For What It’s Worth… I pulled this from Ed Steer’s letter this morning, and he got it from Zerohedge.com and like I said above, it’s about countries reducing their Treasury holdings at a time when, well we need for them to increase their holdings! This article can be found here: https://www.zerohedge.com/news/2018-01-17/chinese-treasury-holdings-slide-lowest-july  

Or, here’s your snippet: “In the aftermath of Bloomberg’s report from last week that China may slow down or reverse its Treasury purchases should the U.S. trigger trade war with Beijing, pundits were closely watching today’s TIC report from the Treasury to see what China did November. And according to the just released Treasury International Capital data data for the month of November, Chinese Treasury holdings dropped from $1,189.2BN in October to $1,176.6BN in December, the lowest since July’s $1,166BN.

China wasn’t the only seller in November: the total value of foreign investors Treasury coupon holdings fell $18.825 billion in November on top of a $22.264 billion decline in October, but foreign holdings of corporate debt surged $28.699 billion in November, following a $10.447 increase in October. There was also a net increase in the value of GSE/MBS holdings of $12.267 billion in November after the $9.971 billion increase in October. These totals do not include adjustments for non-marketable Treasuries, ABS repayments and stock swaps.

Some other notable foreign holders of U.S. paper:
* Japan holds $1.08t, a decrease of $9.9b from last month
* Belgium holds $115.3b of U.S. Treasuries, a decrease of $0.7b from prior month
* Russia holds $105.7b of U.S. Treasuries, an increase of $0.7b from prior month
* Cayman Islands hold $269.4b, a decrease of $0.5b from last month
* Saudi Arabia holds $149.0b, an increase of $3.8b from last month 

Chuck again… I found it interesting that Saudi Arabia saw an increase in their holding. A few months ago, they were one of the Biggest sellers of Treasuries. You don’t suppose that the U.S. and Saudis kissed and made up do you?   

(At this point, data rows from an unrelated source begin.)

PR #176, opened 2020-05-29
SFR-935 when searching by author VIAF, prepopulate searchbar with aut…

hokei:
…hor name

[Jira Ticket](http://jira.nypl.org/browse/SFR-935)

- When clicking author name, author name prepopulates in searchbar.

-

### DIFF
--- a/test/unit/SearchHeader.test.js
+++ b/test/unit/SearchHeader.test.js
@@ -91,4 +91,57 @@ describe('SearchHeader', () => {
       expect(component.state('searchQuery').queries[0].query).to.equal('johnson');
     });
   });
+
+  describe('search term prepopulation', () => {
+    let component;
+    it('should prepopulate based on passed in value', () => {
+      component = mount(<SearchHeader initialQuery={{ queries: [{ field: 'author', query: 'melville' }] }} />);
+      expect(component.find('#searchBarId-input-textfield').prop('value')).to.equal('melville');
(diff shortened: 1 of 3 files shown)


test/unit/SearchHeader.test.js
```diff
@@ -91,4 +91,57 @@ describe('SearchHeader', () => {
...
+        initialQuery={{
+          queries: [{ field: 'viaf', query: '12345' }],
+          showQueries: [{ field: 'author', query: 'shakespeare' }],
+        }}
+      />);
+      expect(component.find('#searchBarId-input-textfield').prop('value')).to.equal('shakespeare');
+      expect(component.find('#dropdownId').prop('value')).to.equal('author');
+    });
+
+    it('should not prepopulate if viaf is not for author', () => {
```
mwbenowitz, line 125: I'm not sure this should be true. I think any time you click an agent name (be it author, publisher or something else like translator) and we execute a search it should the name you clicked. Right now I think that this doesn't matter since we are only enabling author searches in this way, but I'm not sure this test should be included.

hokei: The searchbar only has fields "keyword, author, subject, title" so there's no way to display "Publisher: Houghton" or whatever, so it will show up that you searched the publisher in the display heading, but in the search bar itself, it'll be empty.  
I think keeping the test here serves as clear documentation, and we want to change it we can change the test.

PR #181, opened 2020-06-02
No ref template fixes

hokei:
NO-JIRA

- Template work in Design System made it not necessary to use `DS.Container`.  This PR removes DS.Container and uses template styling.

-  the spacing errors in dev are gone:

Currencies today 1/18/18… American Style: A$ .7985, kiwi .7293, C$ .8037, euro 1.2228, sterling 1.3860, Swiss $1.0414, … European Style: rand 12.26, krone 7.86, SEK 8.0370, forint 252.19, zloty 3.4070, koruna 20.7582, RUB 56.63, yen 111.26, sing 1.3218, HKD 7.8178, INR 63.75, China 6.4328, peso 18.69, BRL 3.2289, Dollar Index 90.67, Oil $63.94, 10-year 2.60%, Silver $17.09, Platinum $1,001.90, Palladium $1,106.82, and Gold… $1,329.90

That’s it for today… That cold front that has dipped so far south, has even touched down here in S. Florida. The weather people were reminding parents to bundle their kids up for their wait at the bus stop this morning, as it was going to be cold (according to them) at 40 degrees! HA! Today is our winter, that’ll be it…  We said goodbye to our friends yesterday, after their short-stay. It was fun while it lasted, their stay that is! Our Blues are on the road and play in Ottawa tonight. Well, I needed to hear the song that’s taking us to the finish line when I first woke up this morning, because I really didn’t want to answer the bell, but did, and so now I get to hear the late, great Alvin Lee, play his guitar as his band Ten Year After, play their song: Choo, Choo Mama…  I hope you’re able to have a Tub Thumpin’ Thursday, and remember to always, Be Good To Yourself!